OH! I misspoke. One woman at my church replied, "I tried to get Dr. Bane, but I couldn't get onto his calendar. (Pause.) He's the best, you know."
Even other doctors praise his holy name, which is rare indeed. Last week my cardiologist broke into a broad smile when Bane's name came up. "You're in good hands," he reassured. Ironically, I have yet to meet him: we conversed briefly via Zoom many months ago, but due to COVID I will not meet the man in person who's going to cut into my flesh until I'm on the table preparing for the anesthesia. I'm in the hands of a near-total stranger. He is, quite literally, the Bane of my existence.
I am absolutely positive I am not the first one to come up with that.

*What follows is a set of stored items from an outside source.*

Issue #3015, opened 2021-01-04
Add option to add cluster ingress rules to custom security groups


jalaziz:
**Why do you want this feature?**

eksctl already supports using existing security groups and IAM roles. This is great because we have a strict naming convention and this feature allows me to create the resources that cannot be changed after the cluster is created.

However, there are two security group ingress rules that eksctl normally creates that require the EKS cluster to be created first. These rules involve the cluster security group that is created by EKS. When specifying custom security groups, these ingress rules are not added automatically and must be added manually.

**What feature/behavior/change do you want?**

It would be great if eksctl could introduce a configuration option that would add the two ingress rules to an existing security group, if provided. 

The change seems to be simply moving the following block to work with a custom `sharedNodeSecurityGroup`: https://github.com/weaveworks/eksctl/blob/master/pkg/cfn/builder/vpc.go#L411-L431

I'd be happy to look into introducing the change if this is something that makes sense for the project.

Callisto13:
Thanks @jalaziz, this improvement makes sense to me.

If you want to PR something, that would be great 😃 . If not (or you end up not having time) let me know and the core team will handle it in the near future.

jalaziz:
Thanks @Callisto13!

I've started a draft PR at #3027. I still need to add tests and documentation, but hopefully the direction makes sense.

PR #3027, opened 2021-01-05
Add default security group rules to custom SGs

jalaziz:
### Description

Automatically add ingress rules to allow unmanaged nodes to communicate
with the cluster control plane and managed nodes when a custom shared
node security group is provided. Previously, these rules were only
created when the shared node security group was managed by eksctl.

To retain the previous behavior, we now provide a new
ManageDefaultSecurityGroupRules option which can be disabled.

Issue #3015

### Checklist
- [x] Manually tested


jalaziz:
I struggled to come up with a good name for the new option, so suggestions are welcome!

Also, enabling the option by default breaks the current behavior, but maybe it's acceptable since it should only affect new clusters?

pkg/apis/eksctl.io/v1alpha5/vpc.go
```diff
@@ -97,6 +97,13 @@ type (
 		ExtraCIDRs []*ipnet.IPNet `json:"extraCIDRs,omitempty"`
 		// for pre-defined shared node SG
 		SharedNodeSecurityGroup string `json:"sharedNodeSecurityGroup,omitempty"`
+		// Automatically add security group rules to and from the default
+		// cluster security group and the shared node security group.
+		// This allows unmanagd nodes to communicate with the control plane
+		// and managed nodes.
+		// Defaults to `true`
+		// +optional
+		ManageDefaultSecurityGroupRules *bool `json:"manageDefaultSecurityGroupRules,omitempty"`
```
michaelbeaumont, line 106: I don't think users expect that `eksctl` adds ingress rules to their provided SGs by default. Could this be false by default? And can we rename it `ManagedSharedNodeSecurityGroup`?

michaelbeaumont (changes requested):
Thanks for the PR @jalaziz, just have one comment

pkg/apis/eksctl.io/v1alpha5/vpc.go
jalaziz: I thought about that, but faced a couple issues:

1. Without adding the rules, the provided security group is basically meaningless because you then have to manually find the created security group and add the rules yourself. The fundamental issue is that the cluster security group ID is not known until the EKS cluster is setup.

2. Making it false by default complicates the code a bit. We would effectively have three conditions instead of two. The default of generating a shared security group and adding the rules automatically, the default of providing the shared security group and NOT having the rules added automatically, and the non-default of providing the security group and enabling the setting to add the rules.

Since the default for the generated shared security group is to add the rules, it seemed like that should be the default for an explicitly specified group. Without adding the rules, specifying the security group doesn't do much other than provide access to unmanaged nodes.

I do agree that it's not great because it breaks current behavior, but it could be argued that the current behavior is faulty (especially when using managed nodes).

If you still think the default should be to not add the rules for an explicitly provided security group, I'd be happy to change that.

jalaziz: > I don't think users expect that `eksctl` adds ingress rules to their provided SGs by default. Could this be false by default? And can we rename it `ManagedSharedNodeSecurityGroup`?

As for renaming it. Are you suggesting that it should be a string of a boolean? I assume a bool since we already specify the security group ID elsewhere. If that's the case, the bool being true would indicate that the shared node security group would be managed by eksctl?

If so, that seems like it could be confusing to the user since the implicitly created shared node security group would be managed by default.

• I know times change over the course of a decade, but I don't remember ever jumping through as many pre-surgical hoops as I have for this procedure. I have had a complete pre-op physical, new X-rays, bone density screening, blood pressure monitoring, a consultation with my cardiologist. Bathe with a special soap the night before and the day of surgery. Sleep on clean sheets. Stop taking vitamins and all supplements. And, of course, the obligatory COVID-19 test.
Good news: here you can take the COVID test without having to leave your car. Bad news: It entails pulling into a line as long as the ones giving out free food these days and enduring what seems like a drawn-out, confusing and disorganized process. Very good news: The Carle system requires patients to simply run a Q-Tip around both nostrils, rather than jamming a stick past the eye and into the brain. Extremely good news: I tested negative, so we can continue to communicate.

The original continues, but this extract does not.